* [TASK REQUIREMENTS]:
Find the lines below that contain the string "ACKDefaultNamespace", count them, and give only the number.

Stored items

*-*-*

Issue #102, opened 2020-07-24
Cross account resource management (CARM)


A-Hilaly:
This issue is about AWS accounts management within a single Kubernetes cluster. 

We want to:

- Allow users to securely create resources across multiple AWS accounts without having to own/manage multiple Kubernetes clusters.
- Help users maintain/administer controllers access to stored AWS accounts.
- Limit controllers permissions when calling AWS API.
- Prevent unauthorized users from making CRUD operations on resources on a different AWS account.

Link to [CARM design](https://github.com/aws/aws-controllers-k8s/blob/main/docs/design/proposals/carm/cross-account-resource-management.md) proposal

Related to: #3 and #25

PR #255, opened 2020-08-30
CARM cache implementation

A-Hilaly:
Issue #, if available: #102 

Description of changes:

Adding functionalities to help caching and accessing CARM configmap and namespace ACK related annotations.

- [x] Namespace annotations cache
- [x] CARM ConfigMap (`ack-role-account-map`) cache
- [x] Caches unit tests

### DIFF
--- a/apis/core/v1alpha1/annotations.go
+++ b/apis/core/v1alpha1/annotations.go
@@ -25,7 +25,7 @@ const (
 	// CR, that means the user expects the ACK service controller to create the
 	// backend AWS service API resource.
 	AnnotationARN = AnnotationPrefix + "arn"
-	// AnnotationOwnerAccountID is an annotation whoe value is the identifier
+	// AnnotationOwnerAccountID is an annotation whose value is the identifier
 	// for the AWS account to which the resource belongs.  If this annotation
 	// is set on a CR, the Kubernetes user is indicating that the ACK service
 	// controller should create/patch/delete the resource in the specified AWS
@@ -36,4 +36,20 @@ const (
 	// TODO(jaypipes): Link to documentation on cross-account resource
 	// management
 	AnnotationOwnerAccountID = AnnotationPrefix + "owner-account-id"
+	// AnnotationRegion is an annotation whose value is the identifier for the
+	// the AWS region in which the resources should be created. If this annotation
+	// is set on a CR metadata, that means the user is indicating to the ACK service
+	// controller that the CR should be created on specific region. ACK service
+	// controller will not override the resource region if this annotation is set.
+	AnnotationRegion = AnnotationPrefix + "region"
+	// AnnotationDefaultRegion is an annotation whose value is the identifier
+	// for the default AWS region in which resources should be created. If this
+	// annotation is set on a namespace, the Kubernetes user is indicating that
+	// the ACK service controller should set the regions in which the resource
+	// should be created, if a region annotation is not set on the CR metadata.
+	// If this annotation - and AnnotationRegion - are not set, ACK service
+	// controllers look for controller binary flags and environment variables
+	// injected by POD IRSA, to decide in which region the resources should be
+	// created.
+	AnnotationDefaultRegion = AnnotationPrefix + "default-region"
 )
--- a/pkg/runtime/cache/account.go
+++ b/pkg/runtime/cache/account.go
@@ -1,0 +1,115 @@
+// Copyright Amazon.com Inc. or its affiliates. All Rights Reserved.
+//
+// Licensed under the Apache License, Version 2.0 (the "License"). You may
+// not use this file except in compliance with the License. A copy of the
+// License is located at
+//
+//     http://aws.amazon.com/apache2.0/
+//
+// or in the "license" file accompanying this file. This file is distributed
+// on an "AS IS" BASIS, WITHOUT WARRANTIES OR CONDITIONS OF ANY KIND, either
+// express or implied. See the License for the specific language governing
+// permissions and limitations under the License.
+
+package cache
+
+import (
+	"sync"
+
+	"github.com/go-logr/logr"
+	corev1 "k8s.io/api/core/v1"
+	informersv1 "k8s.io/client-go/informers/core/v1"
+	kubernetes "k8s.io/client-go/kubernetes"
+	k8scache "k8s.io/client-go/tools/cache"
+)
+
+const (
+	// ACKRoleAccountMap is the name of the configmap map object storing
+	// all the AWS Account IDs associated with their AWS Role ARNs.
+	ACKRoleAccountMap = "ack-role-account-map"
+)
+
+// AccountCache is responsible for caching the CARM configmap
+// data. It is listening to all the events related to the CARM map and
+// make the changes accordingly.
+type AccountCache struct {
+	sync.RWMutex
+
+	log logr.Logger
+
+	// ConfigMap informer
+	informer k8scache.SharedInformer
+	roleARNs map[string]string
+}
+
+// NewAccountCache makes a new AccountCache from a client.Interface
+// and a logr.Logger
+func NewAccountCache(clientset kubernetes.Interface, log logr.Logger) *AccountCache {
+	sharedInformer := informersv1.NewConfigMapInformer(
+		clientset,
+		currentNamespace,
+		informerResyncPeriod,
+		k8scache.Indexers{},
+	)
+	return &AccountCache{
+		informer: sharedInformer,
+		log:      log.WithName("AccountCache"),
+		roleARNs: make(map[string]string),
+	}
+}
+
+// resourceMatchACKRoleAccountConfigMap verifies if a resource is
+// the CARM configmap. It verifies the name, namespace and object type.
+func resourceMatchACKRoleAccountsConfigMap(raw interface{}) bool {
+	object, ok := raw.(*corev1.ConfigMap)
+	return ok && object.ObjectMeta.Name == ACKRoleAccountMap
+}
+
+// Run adds the default event handler functions to the SharedInformer and
+// runs the informer to begin processing items.
+func (c *AccountCache) Run(stopCh <-chan struct{}) {
+	c.informer.AddEventHandler(k8scache.ResourceEventHandlerFuncs{
+		AddFunc: func(obj interface{}) {
+			if resourceMatchACKRoleAccountsConfigMap(obj) {
+				object := obj.(*corev1.ConfigMap).DeepCopy()
+				c.log.V(1).Info("ack-role-account-map has been created")
+				c.updateAccountRoleData(object.Data)
+				c.log.V(1).Info("cached ack-role-account-map data")
+			}
+		},
+		UpdateFunc: func(orig, desired interface{}) {
+			if resourceMatchACKRoleAccountsConfigMap(desired) {
+				object := desired.(*corev1.ConfigMap).DeepCopy()
+				c.log.V(1).Info("ack-role-account-map has been updated")
+				//TODO(a-hilaly): compare data checksum before updating the cache
+				c.updateAccountRoleData(object.Data)
+				c.log.V(1).Info("cached ack-role-account-map data")
+			}
+		},
+		DeleteFunc: func(obj interface{}) {
+			if resourceMatchACKRoleAccountsConfigMap(obj) {
+				c.log.V(1).Info("ack-role-account-map has been deleted")
+				newMap := make(map[string]string)
+				c.updateAccountRoleData(newMap)
+				c.log.V(1).Info("cleaned up role account map")
+			}
+		},
+	})
+	go c.informer.Run(stopCh)
+}
+
+// GetAccountRoleARN queries the AWS accountID associated Role ARN
+// from the cached CARM configmap. This function is thread safe.
+func (c *AccountCache) GetAccountRoleARN(accountID string) (string, bool) {
+	c.RLock()
+	defer c.RUnlock()
+	roleARN, ok := c.roleARNs[accountID]
+	return roleARN, ok
+}
+
+// updateAccountRoleData updates the CARM map. This function is thread safe.
+func (c *AccountCache) updateAccountRoleData(data map[string]string) {
+	c.Lock()
+	defer c.Unlock()
+	c.roleARNs = data
+}
--- a/pkg/runtime/cache/account_test.go
+++ b/pkg/runtime/cache/account_test.go
@@ -1,0 +1,143 @@
+// Copyright Amazon.com Inc. or its affiliates. All Rights Reserved.
+//
+// Licensed under the Apache License, Version 2.0 (the "License"). You may
+// not use this file except in compliance with the License. A copy of the
+// License is located at
+//
+//     http://aws.amazon.com/apache2.0/
+//
+// or in the "license" file accompanying this file. This file is distributed
+// on an "AS IS" BASIS, WITHOUT WARRANTIES OR CONDITIONS OF ANY KIND, either
+// express or implied. See the License for the specific language governing
+// permissions and limitations under the License.
+
+package cache_test
+
+import (
+	"context"
+	"testing"
+	"time"
+
+	"github.com/stretchr/testify/require"
+	"go.uber.org/zap/zapcore"
+	corev1 "k8s.io/api/core/v1"
+	metav1 "k8s.io/apimachinery/pkg/apis/meta/v1"
+	"k8s.io/apimachinery/pkg/watch"
+	k8sfake "k8s.io/client-go/kubernetes/fake"
+	k8stesting "k8s.io/client-go/testing"
+	ctrlrtzap "sigs.k8s.io/controller-runtime/pkg/log/zap"
+
+	ackrtcache "github.com/aws/aws-controllers-k8s/pkg/runtime/cache"
+)
+
+const (
+	testNamespace = "ack-system"
+
+	testAccount1    = "012345678912"
+	testAccountARN1 = "arn:aws:iam::012345678912:role/S3Access"
+	testAccount2    = "219876543210"
+	testAccountARN2 = "arn:aws:iam::012345678912:role/root"
+)
+
+func TestAccountCache(t *testing.T) {
+	accountsMap1 := map[string]string{
+		testAccount1: testAccountARN1,
+	}
+
+	accountsMap2 := map[string]string{
+		testAccount1: testAccountARN1,
+		testAccount2: testAccountARN2,
+	}
+
+	// create a fake k8s client and a fake watcher
+	k8sClient := k8sfake.NewSimpleClientset()
+	watcher := watch.NewFake()
+	k8sClient.PrependWatchReactor("configMaps", k8stesting.DefaultWatchReactor(watcher, nil))
+
+	zapOptions := ctrlrtzap.Options{
+		Development: true,
+		Level:       zapcore.InfoLevel,
+	}
+	fakeLogger := ctrlrtzap.New(ctrlrtzap.UseFlagOptions(&zapOptions))
+
+	// initlizing account cache
+	accountCache := ackrtcache.NewAccountCache(k8sClient, fakeLogger)
+	stopCh := make(chan struct{})
+	accountCache.Run(stopCh)
+
+	// Test create events
+	k8sClient.CoreV1().ConfigMaps(testNamespace).Create(
+		context.Background(),
+		&corev1.ConfigMap{
+			ObjectMeta: metav1.ObjectMeta{
+				Name: "random-map",
+			},
+			Data: accountsMap1,
+		},
+		metav1.CreateOptions{},
+	)
+
+	time.Sleep(time.Second)
+
+	_, ok := accountCache.GetAccountRoleARN("random-account")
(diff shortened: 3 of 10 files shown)


pkg/runtime/reconciler.go
```diff
@@ -37,11 +37,13 @@ import (
...
-	rmf acktypes.AWSResourceManagerFactory
-	rd  acktypes.AWSResourceDescriptor
-	log logr.Logger
-	cfg Config
+	kc           client.Client
+	rmf          acktypes.AWSResourceManagerFactory
+	rd           acktypes.AWSResourceDescriptor
+	log          logr.Logger
+	cfg          Config
+	nsaCache     *namespaceAnnotationsCache
```
jaypipes, line 45: probably cleaner to have a `pkg/runtime/cache.Caches` object which itself contains all the different caches.

Something like this:

```go
type Caches struct {
    Namespaces *NamespaceCache
    Accounts *AccountCache
}
```

along with a `pkg/runtime/cache.New` function that returns an initialized `pkg/runtime/cache.Caches` object:

```go
func New(kc clientset.Interface, log logr,Log) Caches {
    return Caches{
        Namespaces: newNamespaceCache(kc. log),
        Accounts: newAccountCache(kc, log),
    }
}
```

and then the `reconciler` can use it like so:

```go
import (
...
    ackrtcache "github.com/aws/aws-controllers-k8s/pkg/runtime/cache"
...
type reconciler struct {
...
    cache ackrtcache.Caches
}
...
    if r.cache.Namespaces.GetByKey(...) {
...
```

pkg/runtime/cache.go
```diff
@@ -0,0 +1,254 @@
+package runtime
```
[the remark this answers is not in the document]
A-Hilaly: yep +1

pkg/runtime/cache.go
```diff
@@ -0,0 +1,254 @@
...
+	clientset "k8s.io/client-go/kubernetes"
+	"k8s.io/client-go/tools/cache"
+
+	ackv1alpha1 "github.com/aws/aws-controllers-k8s/apis/core/v1alpha1"
+)
+
+const (
+	// ACKDefaultNamespace is the ACK default namespace, where
+	// service controllers and CARM configmap are created
+	ACKDefaultNamespace = "ack-system"
```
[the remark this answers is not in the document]
A-Hilaly: I'm currently experimenting this: trying to query the current namespace and use it to track the Accounts configMap. It is possible to inject the namespace as an environment variable using the [downward](https://kubernetes.io/docs/tasks/inject-data-application/environment-variable-expose-pod-information/#the-downward-api). WDYT @jaypipes  ?

pkg/runtime/cache.go
```diff
@@ -0,0 +1,254 @@
...
+	// informerDefaultResyncPeriod is the period at which ShouldResync
+	// is considered.
+	// TODO: find... and set a default resync period
+	informerDefaultResyncPeriod = 0 * time.Second
+)
+
+// awsAccountRoleARNCache is responsible for caching the CARM configmap
+// data. It is listening to all the events related to the CARM map and
+// make the changes accordingly.
+type awsAccountRoleARNCache struct {
```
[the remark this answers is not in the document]
A-Hilaly: Agreed. Simpler is better :)

pkg/runtime/cache.go
```diff
@@ -0,0 +1,254 @@
...
+	}
+}
+
+// resourceMarchCARMConfigMap verifies if a resource is the CARM
+// configmap. It verifies the name, namespace and object type.
+func resourceMatchCARMConfigMap(raw interface{}) bool {
+	object, ok := raw.(*corev1.ConfigMap)
+	return ok &&
+		object.ObjectMeta.Name == CARMConfigMapName &&
+		object.ObjectMeta.Namespace == ACKDefaultNamespace
```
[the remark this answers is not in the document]
A-Hilaly: Aaaah! 👍

pkg/runtime/cache.go
```diff
@@ -0,0 +1,254 @@
...
+		informer:                 sharedInformer,
+		log:                      log.WithName("nsAnnotationsCache"),
+		namespacesACKAnnotations: make(map[string]*nsAnnotations),
+	}
+}
+
+// isNotIgnoredNamespace returns true if an object is of type
+// corev1.Namespace and is not one of 'ack-system', 'kube-system',
+// or 'kube-public'
+func isNotIgnoredNamespace(raw interface{}) bool {
```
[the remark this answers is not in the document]
A-Hilaly: Ohhh! bien vue! 😄

pkg/runtime/reconciler.go
A-Hilaly: Great will do that!

apis/core/v1alpha1/annotations.go
```diff
@@ -36,4 +36,20 @@ const (
 	// TODO(jaypipes): Link to documentation on cross-account resource
 	// management
 	AnnotationOwnerAccountID = AnnotationPrefix + "owner-account-id"
+	// AnnotationRegion is an annotation whose value is the identifier for the
+	// the AWS region in which the resources should be created. If this annotation
+	// is set on a CR metadata, that means the user is indicating to the ACK service
+	// controller that the CR should be created on specific region. ACK service
+	// controller will not override the resource region if this annotation is set.
+	AnnotationRegion = AnnotationPrefix + "aws-region"
```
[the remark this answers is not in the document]
A-Hilaly: Agreed! It is not necessary. Removing it.

pkg/runtime/cache.go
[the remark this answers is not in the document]
A-Hilaly: ^^ 
https://github.com/A-Hilaly/aws-controllers-k8s/blob/carm-impl/templates/config/controller/deployment.yaml.tpl#L44-L48
https://github.com/A-Hilaly/aws-controllers-k8s/blob/carm-impl/pkg/runtime/cache/cache.go#L35-L44

pkg/runtime/cache/accounts.go
```diff
@@ -0,0 +1,125 @@
...
+// not use this file except in compliance with the License. A copy of the
+// License is located at
+//
+//     http://aws.amazon.com/apache2.0/
+//
+// or in the "license" file accompanying this file. This file is distributed
+// on an "AS IS" BASIS, WITHOUT WARRANTIES OR CONDITIONS OF ANY KIND, either
+// express or implied. See the License for the specific language governing
+// permissions and limitations under the License.
+
```
jaypipes, line 13: Please rename to `pkg/runtime/cache/account.go` (singular)

Sorry about that!

pkg/runtime/cache/accounts.go
```diff
@@ -0,0 +1,125 @@
...
+		log:      log.WithName("AccountCache"),
+		roleARNs: make(map[string]string),
+	}
+}
+
+// resourceMatchACKRoleAccountConfigMap verifies if a resource is
+// the CARM configmap. It verifies the name, namespace and object type.
+func resourceMatchACKRoleAccountsConfigMap(raw interface{}) bool {
+	object, ok := raw.(*corev1.ConfigMap)
+	return ok && object.ObjectMeta.Namespace == currentNamespace
```
jaypipes, line 66: Unless I'm missing something, you need to check the ObjectMeta.Name, not the ObjectMeta.Namespace :)

pkg/runtime/cache/accounts.go
```diff
@@ -0,0 +1,125 @@
...
+				c.log.Info("cleaned up cache")
+			}
+		},
+	})
+
+	go c.informer.Run(stopCh)
+}
+
+// GetByKey returns the account role ARN from the cached configmap
+func (c *AccountCache) GetByKey(key string) (string, error) {
```
jaypipes, line 104: Maybe call this `GetRoleARN()`? And change the variable name "key" to "accountID"

pkg/runtime/cache/cache.go
```diff
@@ -0,0 +1,62 @@
...
+}
+
+// New creates a new Caches object from a clientset.Interface and
+// a logr.Logger
+func New(kc clientset.Interface, log logr.Logger) Caches {
+	return Caches{
+		Accounts:   NewAccountCache(kc, log),
+		Namespaces: NewNamespaceCache(kc, log),
+	}
+}
```
jaypipes, line 62: :+1:

pkg/runtime/cache/namespaces.go
```diff
@@ -0,0 +1,169 @@
...
+	}
+}
+
+// isIgnoredNamespace returns verifies if an object is of type
+// corev1.Namespace and is not one of 'ack-system', 'kube-system',
+// or 'kube-public'
+func isIgnoredNamespace(raw interface{}) bool {
+	object, ok := raw.(*corev1.Namespace)
+	return ok &&
+		object.ObjectMeta.Name != "ack-system" &&
```
jaypipes, line 86: these checks should be `==` with `||`, not `!=` with `&&`

pkg/runtime/cache/namespaces.go
```diff
@@ -0,0 +1,169 @@
...
+func NewNamespaceCache(kc clientset.Interface, log logr.Logger) *NamespaceCache {
+	sharedInformer := informersv1.NewNamespaceInformer(
+		kc,
+		informerResyncPeriod,
+		k8scache.Indexers{},
+	)
+	return &NamespaceCache{
+		informer:       sharedInformer,
+		log:            log.WithName("NamespaceCache"),
+		namespaceInfos: make(map[string]*namespaceInfo),
```
jaypipes, line 76: how is the `namespaceInfos` map going to be populated on startup of the service controller?

pkg/runtime/reconciler.go
```diff
@@ -327,13 +329,31 @@ func (r *reconciler) getOwnerAccountID(
...
+	if err != nil {
+		return ackv1alpha1.AWSRegion(r.cfg.Region)
+	}
+
+	nsDefaultRegion := nsAnnotations.GetDefaultRegion()
+	if nsDefaultRegion == "" {
+		return ackv1alpha1.AWSRegion(r.cfg.Region)
+	}
+
+	return ackv1alpha1.AWSRegion(nsDefaultRegion)
```
jaypipes, line 356: :+1:

pkg/runtime/reconciler.go
```diff
@@ -342,6 +362,8 @@ func NewReconciler(
 	log logr.Logger,
 	cfg Config,
 ) acktypes.AWSResourceReconciler {
+	// TODO(a-hilaly): initialize cache, and figure out how to
+	// bring a k8s.Client to this level
```
jaypipes, line 366: You can initialize the caches in BindControllerManager(), after line 64.

pkg/runtime/cache.go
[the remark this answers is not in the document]
jaypipes: Yeah, that would definitely work, Amine. ++

jaypipes (changes requested):
This is getting very close, thank you @A-Hilaly! Few more suggestions inline...

pkg/runtime/cache/account_test.go
```diff
@@ -0,0 +1,145 @@
...
+		&corev1.ConfigMap{
+			ObjectMeta: metav1.ObjectMeta{
+				Name: "random-map",
+			},
+			Data: accountsMap1,
+		},
+		metav1.CreateOptions{},
+	)
+
+	time.Sleep(time.Second)
```
A-Hilaly, line 82: I'm not really comfortable using `time.Sleep()` calls in this test, and `SharedInformer.HasSynced` isn't really useful since it will always return `true` after the first informer sync.

Multiple other solutions are possible but all of them imply changes the Cache public functions signatures:

1. expose `SharedInformer.LastSyncResourceVersion()` and use something like
```go
lastKnownVersion := informer.LastSyncResourceVersion()
for informer.LastSyncResourceVersion() == lastKnownVersion {}
// informer has synced at this point
```

2. introduce a new parameter in `AccountCache.Run` that will take a `func()` type and will execute the function at each call
```go
func (c *AccountCache) Run(stopCh <-chan struct{}, fn func()) {
	c.informer.AddEventHandler(k8scache.ResourceEventHandlerFuncs{
		AddFunc: func(obj interface{}) {
			defer fn()
			if resourceMatchACKRoleAccountsConfigMap(obj) {
				//...
			}
		},
		// ....
	})
	go c.informer.Run(stopCh)
}
```

In the test file we can use it like this:
```go
accountCache := ackrtcache.NewAccountCache(k8sClient, fakeLogger)
stopCh := make(chan struct{})
eventCh := make(chan struct{})
accountCache.Run(stopCh, func() { eventCh <- struct{}{} })
k8sClient.CoreV1().ConfigMaps(testNamespace).Create(...)
<- eventCh // instead of time.Sleep(time.Second)
```

*NOTE*: i don't feel that this is the right approach

3. introduce a new parameter that will take am optional list of handlers and append them to the shared informer ResourceEventHandlers
```go
func (c *NamespaceCache) Run(stopCh <-chan struct{}, handlers ...k8scache.ResourceEventHandlerFuncs) {
	c.informer.AddEventHandler(k8scache.ResourceEventHandlerFuncs{
		// default handler
	})
	for _, handler := range handlers {
		c.informer.AddEventHandler(handler)
	}
	go c.informer.Run(stopCh)
}
```

using the same testing method in the previous option, we can append a new `EventResourceHandlerFunc` that will send to `eventCh` a `struct{}{}` value whenever the handlers are called.

Finally, IMHO i believe that putting these tests on the same package name `cache` will simplify a things a lot, at least we won't worry about making changes in the public functions

A-Hilaly: I'm also starting to think if we really need to use `ResourceEventHandlerFuncs`... `SharedInformer` exposes a `GetStore` function that return a ["thread safe" store](https://github.com/kubernetes/client-go/blob/master/tools/cache/store.go#L132-L140) containing all the resources/methods we'll need to use. 
But anyways testing the cache without `time.Sleep` will require using the `SharedInformer.AddEventHandler` if we go for option .2 or .3

pkg/runtime/service_controller_test.go
```diff
@@ -87,6 +89,12 @@ func TestServiceController(t *testing.T) {
 	sc := ackrt.NewServiceController("bookstore", "bookstore.services.k8s.aws")
 	require.NotNil(sc)
 
+	zapOptions := ctrlrtzap.Options{
+		Development: true,
+		Level:       zapcore.InfoLevel,
+	}
+	fakeLogger := ctrlrtzap.New(ctrlrtzap.UseFlagOptions(&zapOptions))
```
A-Hilaly, line 96: Not sure but maybe it's better to pass a fake `io.Writer` to `zapOptions` to prevent cache/controller from logging during unit test phase

pkg/runtime/service_controller_test.go
```diff
@@ -54,7 +56,7 @@ func (m *fakeManager) AddMetricsExtraHandler(path string, handler http.Handler)
 func (m *fakeManager) AddHealthzCheck(name string, check healthz.Checker) error       { return nil }
 func (m *fakeManager) AddReadyzCheck(name string, check healthz.Checker) error        { return nil }
 func (m *fakeManager) Start(<-chan struct{}) error                                    { return nil }
-func (m *fakeManager) GetConfig() *rest.Config                                        { return nil }
+func (m *fakeManager) GetConfig() *rest.Config                                        { return &rest.Config{} }
```
A-Hilaly, line 59: This is needed to avoid panics during unit test phase

pkg/runtime/cache/account.go
```diff
@@ -0,0 +1,115 @@
...
+	c.informer.AddEventHandler(k8scache.ResourceEventHandlerFuncs{
+		AddFunc: func(obj interface{}) {
+			if resourceMatchACKRoleAccountsConfigMap(obj) {
+				object := obj.(*corev1.ConfigMap).DeepCopy()
+				c.log.V(1).Info("ack-role-account-map has been created")
+				c.updateAccountRoleData(object.Data)
+				c.log.V(1).Info("cached ack-role-account-map data")
+			}
+		},
+		UpdateFunc: func(old, new interface{}) {
```
jaypipes, line 80: teeny nit: `new` is a keyword in Go and naming variables the same as keywords (something called "variable shadowing" ) is generally discouraged. Might be better to name these `orig` and `desired`?

pkg/runtime/cache/account.go
```diff
@@ -0,0 +1,115 @@
...
+	go c.informer.Run(stopCh)
+}
+
+// GetAccountRoleARN queries the AWS accountID associated Role ARN
+// from the cached CARM configmap. This function is thread safe.
+func (c *AccountCache) GetAccountRoleARN(accountID string) (string, bool) {
+	c.RLock()
+	defer c.RUnlock()
+	roleARN, ok := c.roleARNs[accountID]
+	return roleARN, ok
```
jaypipes, line 107: :+1:

pkg/runtime/cache/account_test.go
jaypipes: We can certainly improve this in the future and remove the sleep calls, but this is perfectly fine for now. Nice work on this, @A-Hilaly

pkg/runtime/reconciler.go
```diff
@@ -60,6 +63,12 @@ func (r *reconciler) BindControllerManager(mgr ctrlrt.Manager) error {
 	if r.rmf == nil {
 		return ackerr.NilResourceManagerFactory
 	}
+	clusterConfig := mgr.GetConfig()
+	kc, err := kubernetes.NewForConfig(clusterConfig)
+	if err != nil {
+		return err
+	}
+	r.cache = ackrtcache.New(kc, r.log)
 	r.kc = mgr.GetClient()
```
jaypipes, line 72: Any reason why you did the above instead of just:

```go
r.kc = mgr.GetClient()
r.cache = ackrtcache.New(r.kc, r.log)
```

pkg/runtime/registry.go
```diff
@@ -39,7 +39,7 @@ func (r *Registry) GetResourceManagerFactories() []types.AWSResourceManagerFacto
 	return res
 }
 
-// RegisterManagerFactory registers a resource manager factory with the
+// RegisterResourceManagerFactory registers a resource manager factory with the
```
jaypipes, line 42: thanks :)

pkg/runtime/service_controller_test.go
jaypipes: Maybe. Can do later :)

jaypipes (approved):
I'm good with this as-is. Awesome work, @A-Hilaly. @mhausenblas and @vijtrip2 would you mind doing a thorough review of this patch before I merge please?

vijtrip2 (approved):
LGTM

mhausenblas (approved):
LGTM as well. Meta comment: we need to review the resource requests (non blocking).

Let's ship it!

pkg/runtime/cache/account.go
A-Hilaly: Ahh, nice catch! I will change that

pkg/runtime/reconciler.go
A-Hilaly: my bad for using `kc` as a variable name ... `clientset` makes much more sense. 
`ackrtcache.New` first parameter takes a `client-go/kubernetes.Interface` , while `mgr.GetClient` returns a `client.Client` (from `sigs.k8s.io/controller-runtime/pkg/client`)

pkg/runtime/cache/account.go
A-Hilaly: Done.

pkg/runtime/reconciler.go
A-Hilaly: Changed `kc` to `clientset`

jaypipes: Sorry, you misunderstood me :) I was saying that the clientset object is already being created on line 71 with:

```go
r.kc = mgr.GetClient()
```

so you don't have to create another one with the call to `mgr.GetConfig() and then `kubernetes.NewForConfig()`. You can just pass the reconciler's `kc` attribute (which is the kubernetes clientset) to your `ackrtcache.New()` function.

jaypipes (changes requested):
See inline, sorry I wasn't clear.

pkg/runtime/reconciler.go
A-Hilaly: Ahhh i see now... i think i tried this approach before but something wasn't compiling

A-Hilaly: i think it's because: `client-go/kubernetes.NewForConfig` returns a `kubernetes.Interface`, `mgr.Client` return a `ctrlrt/client.Client` and `client.Client` doesn't implement the `kubernetes.Interface` interface

jaypipes: hmmm. interesting... OK, soon as I'm done with a customer call I'll look into perhaps a cleaner way to do this.

jaypipes: Just closing this out, but I've asked @A-Hilaly to create an issue with a TODO about this and we're going to merge this as-is.

jaypipes (approved):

*-*-*

* [REPLY TO THE TASK]:
3